====== MATERIAL FOR THIS TASK ======

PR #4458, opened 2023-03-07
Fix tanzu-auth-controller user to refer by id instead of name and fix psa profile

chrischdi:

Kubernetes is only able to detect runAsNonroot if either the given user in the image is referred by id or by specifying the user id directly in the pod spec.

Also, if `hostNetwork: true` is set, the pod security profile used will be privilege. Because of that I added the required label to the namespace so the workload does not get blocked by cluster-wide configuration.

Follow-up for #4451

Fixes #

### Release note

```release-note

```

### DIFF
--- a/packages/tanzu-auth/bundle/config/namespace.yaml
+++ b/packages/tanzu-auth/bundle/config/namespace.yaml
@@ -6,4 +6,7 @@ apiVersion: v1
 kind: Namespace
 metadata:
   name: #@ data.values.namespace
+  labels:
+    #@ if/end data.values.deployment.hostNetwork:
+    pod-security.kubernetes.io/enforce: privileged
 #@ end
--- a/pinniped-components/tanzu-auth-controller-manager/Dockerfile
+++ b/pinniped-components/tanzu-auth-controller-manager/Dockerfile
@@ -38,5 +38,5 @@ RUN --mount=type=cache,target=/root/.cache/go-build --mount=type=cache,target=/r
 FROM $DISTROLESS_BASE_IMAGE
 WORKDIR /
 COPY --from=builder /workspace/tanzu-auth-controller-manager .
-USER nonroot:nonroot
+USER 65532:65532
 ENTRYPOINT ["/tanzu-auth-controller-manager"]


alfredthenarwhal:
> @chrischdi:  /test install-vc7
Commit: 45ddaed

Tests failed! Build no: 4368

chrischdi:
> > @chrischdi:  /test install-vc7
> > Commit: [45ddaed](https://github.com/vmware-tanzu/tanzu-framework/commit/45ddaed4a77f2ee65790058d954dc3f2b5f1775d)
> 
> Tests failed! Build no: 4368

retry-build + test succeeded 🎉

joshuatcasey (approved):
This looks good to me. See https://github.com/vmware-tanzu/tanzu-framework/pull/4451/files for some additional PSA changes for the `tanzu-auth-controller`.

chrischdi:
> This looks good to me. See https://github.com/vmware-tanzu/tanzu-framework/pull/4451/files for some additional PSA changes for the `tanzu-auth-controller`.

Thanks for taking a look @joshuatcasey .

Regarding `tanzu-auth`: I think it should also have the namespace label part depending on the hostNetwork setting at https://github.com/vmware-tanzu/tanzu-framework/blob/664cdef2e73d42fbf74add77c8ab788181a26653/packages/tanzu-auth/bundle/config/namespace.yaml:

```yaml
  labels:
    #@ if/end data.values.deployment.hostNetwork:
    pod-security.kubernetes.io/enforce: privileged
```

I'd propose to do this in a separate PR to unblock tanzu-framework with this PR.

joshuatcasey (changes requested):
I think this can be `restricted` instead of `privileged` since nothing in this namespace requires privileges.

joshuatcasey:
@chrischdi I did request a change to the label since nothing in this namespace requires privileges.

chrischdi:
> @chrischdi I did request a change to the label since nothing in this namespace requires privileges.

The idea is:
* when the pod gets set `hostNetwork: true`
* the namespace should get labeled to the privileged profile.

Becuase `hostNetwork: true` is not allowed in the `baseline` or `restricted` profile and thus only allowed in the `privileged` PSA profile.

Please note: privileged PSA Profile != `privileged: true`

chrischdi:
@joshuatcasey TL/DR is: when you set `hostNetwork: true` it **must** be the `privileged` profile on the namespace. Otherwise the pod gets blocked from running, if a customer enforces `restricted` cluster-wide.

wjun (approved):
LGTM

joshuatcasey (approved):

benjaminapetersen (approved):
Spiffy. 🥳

======
====== MATERIAL FOR THIS TASK ======

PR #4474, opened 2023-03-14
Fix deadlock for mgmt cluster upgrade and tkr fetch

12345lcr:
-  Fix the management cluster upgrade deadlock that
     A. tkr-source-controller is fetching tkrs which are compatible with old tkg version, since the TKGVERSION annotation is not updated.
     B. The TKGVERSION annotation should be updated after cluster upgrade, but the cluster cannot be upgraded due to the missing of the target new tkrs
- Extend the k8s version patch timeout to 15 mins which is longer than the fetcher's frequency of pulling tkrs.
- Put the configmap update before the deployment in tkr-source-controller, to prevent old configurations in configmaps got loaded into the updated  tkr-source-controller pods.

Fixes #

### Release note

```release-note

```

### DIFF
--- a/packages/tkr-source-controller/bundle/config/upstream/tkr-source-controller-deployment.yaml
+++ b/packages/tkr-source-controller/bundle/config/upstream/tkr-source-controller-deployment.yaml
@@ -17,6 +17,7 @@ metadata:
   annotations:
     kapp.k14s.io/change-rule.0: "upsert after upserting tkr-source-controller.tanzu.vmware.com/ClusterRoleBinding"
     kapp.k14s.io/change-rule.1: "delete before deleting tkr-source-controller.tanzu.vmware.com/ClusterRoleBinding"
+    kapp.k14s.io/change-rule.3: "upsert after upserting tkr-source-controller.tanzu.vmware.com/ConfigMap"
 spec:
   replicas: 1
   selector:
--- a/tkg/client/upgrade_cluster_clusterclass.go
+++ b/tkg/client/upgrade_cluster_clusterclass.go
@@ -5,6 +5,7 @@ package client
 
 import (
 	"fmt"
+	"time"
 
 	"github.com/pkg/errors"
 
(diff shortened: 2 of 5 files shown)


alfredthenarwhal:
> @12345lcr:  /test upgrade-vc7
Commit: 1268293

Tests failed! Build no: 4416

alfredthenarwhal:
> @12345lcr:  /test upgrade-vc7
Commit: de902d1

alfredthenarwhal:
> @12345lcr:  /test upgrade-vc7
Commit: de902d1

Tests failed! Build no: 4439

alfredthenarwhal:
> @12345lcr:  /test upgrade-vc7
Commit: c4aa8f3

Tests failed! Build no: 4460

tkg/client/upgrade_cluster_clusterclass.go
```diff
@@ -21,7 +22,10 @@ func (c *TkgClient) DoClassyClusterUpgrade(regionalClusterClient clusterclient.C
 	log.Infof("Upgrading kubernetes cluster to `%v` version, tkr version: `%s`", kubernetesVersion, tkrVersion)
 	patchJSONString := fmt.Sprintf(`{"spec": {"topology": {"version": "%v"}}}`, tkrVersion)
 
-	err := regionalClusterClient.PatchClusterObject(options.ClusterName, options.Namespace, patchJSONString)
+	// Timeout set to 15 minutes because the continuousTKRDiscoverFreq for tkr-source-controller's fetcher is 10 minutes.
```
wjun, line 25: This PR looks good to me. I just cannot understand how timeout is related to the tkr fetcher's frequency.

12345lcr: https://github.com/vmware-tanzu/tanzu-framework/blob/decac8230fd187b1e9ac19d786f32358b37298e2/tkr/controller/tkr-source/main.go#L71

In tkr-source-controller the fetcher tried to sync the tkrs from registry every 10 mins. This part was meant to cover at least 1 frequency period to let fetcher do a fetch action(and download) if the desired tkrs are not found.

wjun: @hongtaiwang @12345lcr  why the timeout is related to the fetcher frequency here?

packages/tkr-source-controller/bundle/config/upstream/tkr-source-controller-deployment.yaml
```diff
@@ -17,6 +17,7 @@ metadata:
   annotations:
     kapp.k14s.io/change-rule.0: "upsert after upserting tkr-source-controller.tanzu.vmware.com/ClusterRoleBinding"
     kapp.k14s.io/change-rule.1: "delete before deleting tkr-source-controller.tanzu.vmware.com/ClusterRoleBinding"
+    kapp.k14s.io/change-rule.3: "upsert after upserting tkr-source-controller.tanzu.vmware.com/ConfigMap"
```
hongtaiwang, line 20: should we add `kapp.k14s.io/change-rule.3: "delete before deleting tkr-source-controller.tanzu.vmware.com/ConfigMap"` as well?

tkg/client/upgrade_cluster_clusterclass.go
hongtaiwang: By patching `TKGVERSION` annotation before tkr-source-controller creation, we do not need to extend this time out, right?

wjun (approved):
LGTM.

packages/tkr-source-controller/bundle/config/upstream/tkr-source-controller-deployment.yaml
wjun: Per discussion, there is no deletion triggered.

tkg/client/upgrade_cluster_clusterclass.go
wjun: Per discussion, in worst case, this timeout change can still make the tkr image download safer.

======

■ PROMPT
Copy out every line in the records where the word "true" is found.

■ THE COMPLETED TASK
Also, if `hostNetwork: true` is set, the pod security profile used will be privilege. Because of that I added the required label to the namespace so the workload does not get blocked by cluster-wide configuration.
* when the pod gets set `hostNetwork: true`
Becuase `hostNetwork: true` is not allowed in the `baseline` or `restricted` profile and thus only allowed in the `privileged` PSA profile.
Please note: privileged PSA Profile != `privileged: true`
@joshuatcasey TL/DR is: when you set `hostNetwork: true` it **must** be the `privileged` profile on the namespace. Otherwise the pod gets blocked from running, if a customer enforces `restricted` cluster-wide.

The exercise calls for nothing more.